### [Extracted data entries]
■ ■ ■ ■ ■
PR #12751, opened 2026-01-31
fix(cache): include artifact URIs in cache key to prevent incorrect r…

Aman-Cool:
# Fix Cache Key Collisions for Input Artifacts with Different URIs

## Summary
This change fixes an issue in KFP v2 cache key generation where only input artifact **logical names** were considered.
As a result, tasks could incorrectly reuse cached outputs even when they were executed with **different input data locations (URIs)**.

## Problem
Cache keys were generated using artifact names only, ignoring the artifact URI that identifies the actual data source.
If the same pipeline was run multiple times with the same artifact name but different URIs, the cache would treat them as identical and return previously cached results.

This caused silent and incorrect cache hits when:
- Re-running pipelines with new dataset versions
- Sharing pipeline templates across teams or tenants
- Running experiments or A/B tests on different input data

## Fix
The cache key now includes the artifact URI alongside the name (`name@uri`) when generating the cache identifier.
This ensures cache hits occur only when input artifacts truly refer to the same data.

Artifacts without a URI continue to fall back to name-only behavior for backward compatibility.

## Tests
Existing cache tests were updated, and new tests were added to validate that:
- Same artifact name + different URI → different cache fingerprints
- Same name + same URI → cache hit
- Artifacts without URIs remain supported

## Behavior Change
Previously cached executions will no longer match under the new cache key format, resulting in cache misses.
This is expected and correct, as it prevents reuse of outputs computed from different inputs.

## Result
- Correct cache behavior for dataset versioning and multi-tenant usage
- No more silent reuse of outputs from different data sources
- Deterministic and trustworthy caching semantics

### DIFF
--- a/api/v2alpha1/cache_key.proto
+++ b/api/v2alpha1/cache_key.proto
@@ -21,6 +21,10 @@ import "google/protobuf/struct.proto";
 import "pipeline_spec.proto";
 
 message CacheKey {
+  // Input artifact identifiers. Each string in ArtifactNameList now uses the format
+  // "name@uri" to include both the artifact name and URI, ensuring different data
+  // sources produce different cache keys. Previously only names were used, which
+  // caused incorrect cache reuse when artifacts had the same name but different URIs.
   map<string, ArtifactNameList> inputArtifactNames = 1;
   map<string, Value> inputParameters = 2 [deprecated = true];
   map<string, RuntimeArtifact> outputArtifactsSpec = 3;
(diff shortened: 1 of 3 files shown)


Aman-Cool:
@mprahl @droctothorpe ,Fixes incorrect cache reuse by including input artifact URIs in cache keys; existing cached runs may miss once, as expected.

zazulam (commented):
@Aman-Cool Thanks for this contribution, but can you remove the comments from the proto file? I think just documenting it in `cache.go` would be fine.

Aman-Cool:
@zazulam , Removed the comments from the proto file and kept the documentation in `cache.go` only, as suggested.

zazulam:
@Aman-Cool can you run the repo's pre-commit hooks?

Aman-Cool:
@zazulam ,Pre-commit hooks have been run locally and the resulting fixes are pushed.

zazulam:
@Aman-Cool can you rebase your PR with master

PR #12735, opened 2026-01-29
fix(testing) retention for image-builds-with-cache artifacts

alyssacgoins:
**Description of your changes:**
Add the current date to the cache key used in `.github/workflows/image-builds-with-cache.yml`. This forces the cache key to change daily, so that old image markers disappear after midnight, syncing cache expiration with single-day artifact retention.This change should fix the CI bug in which image artifacts fail to be located.

This PR is a follow-up to the cache lookups added in #12712. 
Resolves #12734 

**Checklist:**
- [X] You have [signed off your commits](https://www.kubeflow.org/docs/about/contributing/#sign-off-your-commits)
- [X] The title for your pull request (PR) should follow our title convention. [Learn more about the pull request title convention used in this repository](https://github.com/kubeflow/pipelines/blob/master/CONTRIBUTING.md#pull-request-title-convention).
- [] Make sure the changes work with DSPO. Run the tests in DSPO with DSPA images pointing to this PR's images

PR #12763, opened 2026-02-03
Fix: cache image tarballs for PR builds

sduvvuri1603:
### Summary

- Cache/restore image tarballs on PR runs so cache hits still produce artifacts.
- Keep deploy strict while preventing missing image tarball failures.

### Why this change is necessary

- Current master uses a build‑marker cache on PRs: when it hits, the build is skipped.
- The image tarball is created only during the build step, so on a cache hit no tarball exists.
- Deploy now requires every tarball (e.g., metadata-writer) and fails with:
     `open .../metadata-writer/metadata-writer.tar: no such file or directory`
- This is a reliability gap: cache hits can cause missing artifacts even when the image “exists” logically.

### Fix approach

- Cache the actual tarball instead of a marker.
- On cache hit, restore the tarball and still upload it as an artifact.
- This preserves CI speed while guaranteeing artifacts for deploy.

### DIFF
--- a/.github/workflows/image-builds-with-cache.yml
+++ b/.github/workflows/image-builds-with-cache.yml
@@ -86,14 +86,14 @@ jobs:
         id: date
         run: echo "date=$(date +'%Y-%m-%d')" >> "$GITHUB_OUTPUT"
 
-      # Check if the image was already built for this SHA using cache
-      - name: Check if already built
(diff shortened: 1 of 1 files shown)


sduvvuri1603:
Duplicate PR. Issue Resolved in another PR: https://github.com/kubeflow/pipelines/pull/12735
■ ■ ■ ■ ■
### [Exercise]
Given the data above, which lines hold the string "silent"? Return them.

### [Output below]
This caused silent and incorrect cache hits when:
- No more silent reuse of outputs from different data sources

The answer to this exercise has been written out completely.